I just finished building my first frameless kitchen cabinet carcass. I used 3/4 birch plywood. 

Moving on to constructing the drawers. I am looking for recommendations on drawer thickness. My largest drawer is 11 x 36 x 22. I was thinking about using 1/2 birch plywood for the drawers. Is that a good thickness? I don't want them too heavy. Also since I am using plywood I will need to edge band them. Will the edge banding stand up to every day use? 

Please share any thoughts or tips you may have.

Thanks!


----------



## Toolman50 (Mar 22, 2015)

1/2" Birch for drawer sides, 3/16" or 1/4" for drawer bottoms.


----------



## Catpower (Jan 11, 2016)

I'm with Toolman on this, 1/2& 1/4 for bottoms

Iron on edge banding works pretty good it you aren't too rough with it, if it is getting severe duty I would use a 3/4 edge band


----------



## Steve Neul (Sep 2, 2011)

I don't know of anyone that edgebands drawer sides. I just sand the edges and let the plywood edge show. Assuming you mean baltic birch plywood, the thin layers of veneer don't look bad at all. 

On your big drawers that will be used for heavy stuff I put the bottom of the drawer 1/2" up from the bottom of the side and put a couple pieces of 1/2" hardwood from front to back under the bottom to re-enforce it. This helps prevent the bottom of the drawer from sagging enough to be a problem.


----------



## David_Siebert (Nov 15, 2016)

For a 22x36 drawer bottom 1/4 3-ply is not something that we do. 3/16 should be fine. 

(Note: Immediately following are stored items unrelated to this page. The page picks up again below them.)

PR #7901, opened 2021-01-27
Add support for specifying working directory in lego-determinator

jay-zhuang:
So we could change the repo or repo structure.

Test plan: works with existing job: https://www.internalfb.com/intern/sandcastle/job/13510799254899745/
works with internal repo: https://www.internalfb.com/intern/sandcastle/job/27021598137143731


pdillinger (approved):
LGTM

PR #7902, opened 2021-01-27
Accurate re-generate command in TARGETS file

pdillinger:
Summary: TIL we have different versions of TARGETS file generated with
options passed to buckifier. Someone thought they were totally fine to
squash the file by re-running the command to generate (pretty reasonable
assumption) but the command was incorrect due to missing the extra
argument used to generate THAT TARGETS file.

This change includes in the command written in the TARGETS header the
extra argument passed to buckify (when used).

Test Plan: manual, as in the (now fixed) comments at the top of
buckify_rocksdb.py


ajkr (approved):
Good improvement, I also didn't know this script took an argument and wrote it in TARGETS.

PR #7903, opened 2021-01-27
Accumulate blob file additions in VersionEdit during recovery

ltamasi:
Summary:
During recovery, RocksDB performs a kind of dummy flush; namely, entries
from the WAL are added to memtables, which then get written to SSTs and
blob files (if enabled) just like during a regular flush. Note that
multiple memtables might be flushed during recovery for the same column
family, for example, if the DB is reopened with a lower write buffer size,
and therefore, we need to make sure to collect all SST and blob file
additions. The patch fixes a bug in the earlier logic which resulted in
later blob file additions overwriting earlier ones.

Test Plan:
Added a unit test and ran `db_stress`.


jay-zhuang (approved):
LGTM.
Nice test👍

PR #7912, opened 2021-01-30
Override DeleteRangeCF in TransactionLog visitor

### LINKED ISSUE #7846: One-off "DeleteRangeCF not implemented" error calling TransactionDb::write
Running RocksDB 6.15.2 on x86_64 Linux.

We ran into a "DeleteRangeCF not implemented" error when calling `TransactionDb::write` with a batch containing a range delete, which appears to come from the default implementation of `WriteBatch::Handler::DeleteRangeCF`. It seems that the failure is rare, since we've been making batch writes with range deletes for quite a while without issue.

I'm assuming that there's a `Handler` implementation in a cold part of the write codepath that doesn't override the handler method. Looking through the codebase one possibility is `BatchCounter` in `TransactionLogIteratorImpl::UpdateCurrentWriteBatch`, but I don't know if that's reachable from a write call.

Any ideas?

sfackler:
Closes #7846

### DIFF
--- a/db/transaction_log_impl.cc
+++ b/db/transaction_log_impl.cc
@@ -277,6 +277,11 @@ void TransactionLogIteratorImpl::UpdateCurrentWriteBatch(const Slice& record) {
     Status SingleDeleteCF(uint32_t /*cf*/, const Slice& /*key*/) override {
       return Status::OK();
     }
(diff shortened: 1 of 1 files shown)


sfackler:
This was actually not the problem.

PR #7918, opened 2021-02-02
Makefile support to statically link external plugin code

ajkr:
Added support for detecting plugins linked in the "plugin/" directory and building them from our Makefile in a standardized way. See "plugin/README.md" for details. An example of a plugin that can be built in this way can be found in https://github.com/ajkr/dedupfs.

There will be more to do in terms of making this process more convenient and adding support for CMake.

Test Plan: my own plugin (https://github.com/ajkr/dedupfs) and also heard this patch worked with ZenFS.


Makefile
```diff
@@ -269,6 +272,12 @@ dummy := $(shell (export ROCKSDB_ROOT="$(CURDIR)"; \
 # this file is generated by the previous line to set build flags and sources
 include make_config.mk
 
+ROCKSDB_PLUGIN_MKS = $(foreach plugin, $(ROCKSDB_PLUGINS), plugin/$(plugin)/*.mk)
+include $(ROCKSDB_PLUGIN_MKS)
```
mrambacher, line 276: I am a little confused as to how one specifies ROCKSDB_PLUGINS and gets the plugin/* directory in the corresponding source tree.  More documentation would be helpful.

Makefile
```diff
@@ -1437,7 +1447,7 @@ librocksdb_env_basic_test.a: $(OBJ_DIR)/env/env_basic_test.o $(LIB_OBJECTS) $(TE
 	$(AM_V_at)$(AR) $(ARFLAGS) $@ $^
 
 db_bench: $(OBJ_DIR)/tools/db_bench.o $(BENCH_OBJECTS) $(TESTUTIL) $(LIBRARY)
-	$(AM_LINK)
+	$(AM_LINK_WHOLE)
```
mrambacher, line 1450: Same question as above.  Why not have db_bench depend on LIBRARY + PLUGIN_LIBRARIES?

Makefile
```diff
@@ -2076,6 +2086,10 @@ install-headers: gen-pc
 	for header in `$(FIND) "include/rocksdb" -type f -name *.h`; do \
 		install -C -m 644 $$header $(DESTDIR)/$(PREFIX)/$$header; \
 	done
+	for header in $(ROCKSDB_PLUGIN_HEADERS); do \
+		install -d $(DESTDIR)/$(PREFIX)/include/rocksdb/`dirname $$header`; \
+		install -C -m 644 $$header $(DESTDIR)/$(PREFIX)/include/rocksdb/$$header; \
+	done
```
mrambacher, line 2092: Separate out the plugin library and install it as well?

mrambacher (commented):
I am a little confused as to how this is supposed to work.  I am not certain I understand how adding the plugin to the master library solves anything (how do any of the function in the plugin get called in something like db_bench), and I do not understand how the directory tree gets established.

Makefile
ajkr: We're not separating it.

Makefile
ajkr: It's created by the user.

ajkr (commented):
> I am not certain I understand how adding the plugin to the master library solves anything (how do any of the function in the plugin get called in something like db_bench)

This is exactly demonstrated in the example: https://github.com/ajkr/dedupfs

> I do not understand how the directory tree gets established.

By the user. See the example

Makefile
```diff
@@ -269,6 +269,25 @@ dummy := $(shell (export ROCKSDB_ROOT="$(CURDIR)"; \
 # this file is generated by the previous line to set build flags and sources
 include make_config.mk
 
+# Linking with `AM_LINK_WHOLE` prevents linker from dropping unreferenced symbols,
+# which could include static variables registering plugins in `ObjectLibrary`.
+# To achieve this on Mac OS X, the static library must be preceded by `-force_load`
+# linker flag. Elsewhere, the library must be surrounded by `--whole-archive` and
+# `--no-whole-archive`.
+$(warning "platform $(PLATFORM)")
```
pdillinger, line 277: Debug print?

pdillinger (approved):
This looks to be a great first implementation of the agreed-upon design 👍👍

Makefile
ajkr: Good catch, will remove it.

ajkr (commented):
Thanks very much for the review!

ramvadiv (approved):

mrambacher:
I agree that this is a good first pass and is something that could potentially be marked "experimental".  There are quite a few issues I see before we could mark this is "ready":
- The size of the executables grows substantially in this mode;
- There is no way to tell what plugins are installed/available in the library;
- Without CMAKE support, this will not work on Windows and potentially other platforms
- There needs to be a means to build and run the tests against the plugins
- Support for shared libraries (and potentially external libraries) is also needed

This work dovetails with some of the work I have been doing in #6591.  I will write something up to bring those two efforts together and try to address some of these issues.

mrambacher:
Should there also be a way to add/build custom tests?  For example, if one viewed the "BackupableDB" suite as a plugin, how would one build those tests using this model?

ajkr:
> I agree that this is a good first pass and is something that could potentially be marked "experimental". There are quite a few issues I see before we could mark this is "ready":

The release note claims a "mechanism for building external plugin code into the RocksDB libraries/binaries". In my view, the public interface consists of the `*.mk` files in the plugin directory, which can specify source files, header files, and linker flags. I am pretty convinced we should provide the mechanism, and haven't heard concerns about the interface as described, so do not see a reason to mark the support introduced here as experimental.

> 
> * The size of the executables grows substantially in this mode;

This is addressed by no longer adding `-Wl,--whole-archive`.

> * There is no way to tell what plugins are installed/available in the library;
> * Without CMAKE support, this will not work on Windows and potentially other platforms
> * There needs to be a means to build and run the tests against the plugins
> * Support for shared libraries (and potentially external libraries) is also needed

I agree these would be nice to have. However, the release note only claims a "mechanism for building external plugin code into the RocksDB libraries/binaries".

> This work dovetails with some of the work I have been doing in #6591. I will write something up to bring those two efforts together and try to address some of these issues.

I think it is a great long-term direction. As it relates to this PR, I expect the "building-in" mechanism introduced here will still be needed.

PR #7921, opened 2021-02-02
Fix checkpoint stuck

1996fanrui:
## 1. Bug description:

When RocksDB Checkpoint, it may be stuck in `WaitUntilFlushWouldNotStallWrites` method.

### 2.1 Configuration parameters:

```yaml
Compaction Style : Universal 

max_write_buffer_number : 4
min_write_buffer_number_to_merge : 3
```

Checkpoint is usually very fast. When the Checkpoint is executed, `WaitUntilFlushWouldNotStallWrites` is called. If there are 2 Immutable MemTables, which are less than `min_write_buffer_number_to_merge`, they will not be flushed. But will enter this code.

```c++
// method: GetWriteStallConditionAndCause
if (mutable_cf_options.max_write_buffer_number> 3 &&
              num_unflushed_memtables >=
                  mutable_cf_options.max_write_buffer_number-1) {
     return {WriteStallCondition::kDelayed, WriteStallCause::kMemtableLimit};
}
```

code link: https://github.com/facebook/rocksdb/blob/fbed72f03c3d9e4fdca3e5993587ef2559ba6ab9/db/column_family.cc#L847

Checkpoint thought there was a FlushJob, but it didn't. So will always wait.

### 2.2 solution:

Increase the restriction: the `number of Immutable MemTable` >= `min_write_buffer_number_to_merge will wait`.

If there are other better solutions, you can correct me.

### 2.3 Code that can reproduce the problem:

https://github.com/1996fanrui/fanrui-learning/blob/flink-1.12/module-java/src/main/java/com/dream/rocksdb/RocksDBCheckpointStuck.java

## 3. Interesting point

This bug will be triggered only when `the number of sorted runs >= level0_file_num_compaction_trigger`.

Because there is a break in WaitUntilFlushWouldNotStallWrites. 

```c++
if (cfd->imm()->NumNotFlushed() <
        cfd->ioptions()->min_write_buffer_number_to_merge &&
    vstorage->l0_delay_trigger_count() <
        mutable_cf_options.level0_file_num_compaction_trigger) {
  break;
}
```

code link: https://github.com/facebook/rocksdb/blob/fbed72f03c3d9e4fdca3e5993587ef2559ba6ab9/db/db_impl/db_impl_compaction_flush.cc#L1974

Universal may have `l0_delay_trigger_count() >= level0_file_num_compaction_trigger`, so this bug is triggered.


1996fanrui:
Hi @zhichao-cao @ajkr , could you have time to help review it? Thank you.

ajkr:
Sorry for the delay - we will get to this eventually. One thing I wanted to point out is RocksDB slows down writes when `max_write_buffer_number - 1` memtables are filled, as long as `max_write_buffer_number > 3`. So by setting `min_write_buffer_number_to_merge` equal to `max_write_buffer_number - 1` , does it always slow down user writes whenever flush is ongoing?

1996fanrui:
> Sorry for the delay - we will get to this eventually. One thing I wanted to point out is RocksDB slows down writes when `max_write_buffer_number - 1` memtables are filled, as long as `max_write_buffer_number > 3`. So by setting `min_write_buffer_number_to_merge` equal to `max_write_buffer_number - 1` , does it always slow down user writes whenever flush is queued or running?

@ajkr Sorry for the late reply, because I was on vacation some time ago.

The point you mentioned does exist. I think when `max_write_buffer_number> 3`, `min_write_buffer_number_to_merge` should be <= `max_write_buffer_number-2`.

We previously set performance-unfriendly parameters during use:

```
max_write_buffer_number: 4
min_write_buffer_number_to_merge: 3
```

But I think: If users accidentally configure parameters that are not performance friendly, RocksDB should not get stuck. This patch should be necessary. I don’t know if my current fix is reasonable, I hope to get expert guidance and review. Thank you.

1996fanrui:
Hello @ajkr @zhichao-cao 
Can the current patch continue forward? thanks.

ajkr (approved):
Sorry for the delay. I agree it is fair to say that if user configures `min_write_buffer_number_to_merge == max_write_buffer_number - 1`, we should not delay writes while filling the last memtable. Thanks for the fix!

If you can, dovetail the box corners. Kinda depends on the plywood whether you need to band the top edge. You might also consider something like poplar for the drawer boxes. We also use the face frame off cuts glued with biscuits and planed to 1/2 inch for drawer boxes. ...just some thoughts...

Sent from my SAMSUNG-SM-N900A using Tapatalk


----------



## zort (Jul 31, 2017)

Thanks all for the responses. I'll be edge banding the top of the sides where the plywood would show. 

I also think that adding the extra hardwood under the big drawers is the way to go.


----------



## zort (Jul 31, 2017)

Not very keen on dovetails they look a bit time consuming to me. I've setup a box joint jig with a dado stack. I would think that glued box joints will also be fairly strong?


----------



## David_Siebert (Nov 15, 2016)

zort said:


> Not very keen on dovetails they look a bit time consuming to me. I've setup a box joint jig with a dado stack. I would think that glued box joints will also be fairly strong?


Before we bought a dovetailing machine we did finger joints with a pin nail to hold the joint until dry. That works well too.

Sent from my SAMSUNG-SM-N900A using Tapatalk


----------